Try it: Keep only those lines of the records that include the string "refinds".

--- START ---

PR #2086, opened 2021-07-14
reduce axiom usage in charv

wlammen:
1. Fix an incorrect statement in ax12v;
2. Remove dependency on ax-10 in chvarv
3. delete a couple of outdated OLD theorems

### DIFF
--- a/discouraged
+++ b/discouraged
@@ -14018,10 +14018,6 @@ New usage of "19.41rg" is discouraged (3 uses).
 New usage of "19.41rgVD" is discouraged (0 uses).
 New usage of "19.43OLD" is discouraged (0 uses).
 New usage of "19.8aOLD" is discouraged (0 uses).
-New usage of "19.9OLD" is discouraged (0 uses).
-New usage of "19.9dOLD" is discouraged (0 uses).
-New usage of "19.9hOLD" is discouraged (0 uses).
-New usage of "19.9tOLD" is discouraged (0 uses).
 New usage of "1dimN" is discouraged (0 uses).
 New usage of "1div0" is discouraged (0 uses).
 New usage of "1div0apr" is discouraged (0 uses).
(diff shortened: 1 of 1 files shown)


nmegill:
(This comment is not about this PR specifically but at least has to do with its axiom usage topic...)

@wlammen In 2013, you shortened the proof of con4i by 6 bytes.  Although this was a valid (and clever) shortening based on our rules at that time, the shortened proof uses 2 more axioms.  For that reason I think we should revert it to the original (ax-mp applied to con4=ax-3).  Could you do that sometime at your convenience?

I bring this up because I received an email from someone learning logic, and he was puzzled why our con4i proof required 27 earlier theorems, making it somewhat tedious to study in complete detail back to axioms, when (as he pointed out) we could have just applied ax-mp to ax-3.  So I explained to him our criterion for accepting shorter proofs.

Hopefully this situation is not that common.  In any case, the original proof of con4i used fewer axioms, so that should be sufficient reason for reverting it.

wlammen:
@nmegill I will revert the proof.

benjub:
I would keep @wlammen's version as *ALT since it's clever and also to avoid that in the future someone "refinds" @wlammen's shortening and later it has to be reverted again.

wlammen:
I am a bit opposed to that ALT version, since the shortening is not big, or gives otherwise a better insight into the 'mechanics' of the theorem.
I understand what the student complains about. If I remember right (after a decade), in the whole section beginning with negation, I deferred theorems often as long as possible to have as much knowledge as possible available, before implementing the proof. This led to a sort of 'staircase effect', where each theorem is based on its predecessor, with a long chain down to the axioms.  This has the positive effect, that really important theorems bubble up to the front, whereas a theorem like con4i with little influence on other theorems appears late. This can be seen as unpleasant, because con4i is separated from its brothers con4 and con4d, and proved by a different technique. In a sense, the section so gives the impression of a sloppy systematic to the unaware.
Of course, the systematic is completely defined by the metrics in use, all having their pluses and downsides:
1. Current metrics: Minimize axiom dependencies and then prefer short proofs;
2. Minimize the depth of the proof tree;
3. ...
Maybe metrics 2 is favoured by the student here, because it better supports her/his learning preference. There is nothing against it, except some decision scheme must be in place, and for historical reasons, it is version 1.

nmegill:
I agree with @wlammen that an ALT isn't necessary.  To prevent refinds, move con4i to immediately after con4.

--- END ---

Result of the task:
I would keep @wlammen's version as *ALT since it's clever and also to avoid that in the future someone "refinds" @wlammen's shortening and later it has to be reverted again.
I agree with @wlammen that an ALT isn't necessary.  To prevent refinds, move con4i to immediately after con4.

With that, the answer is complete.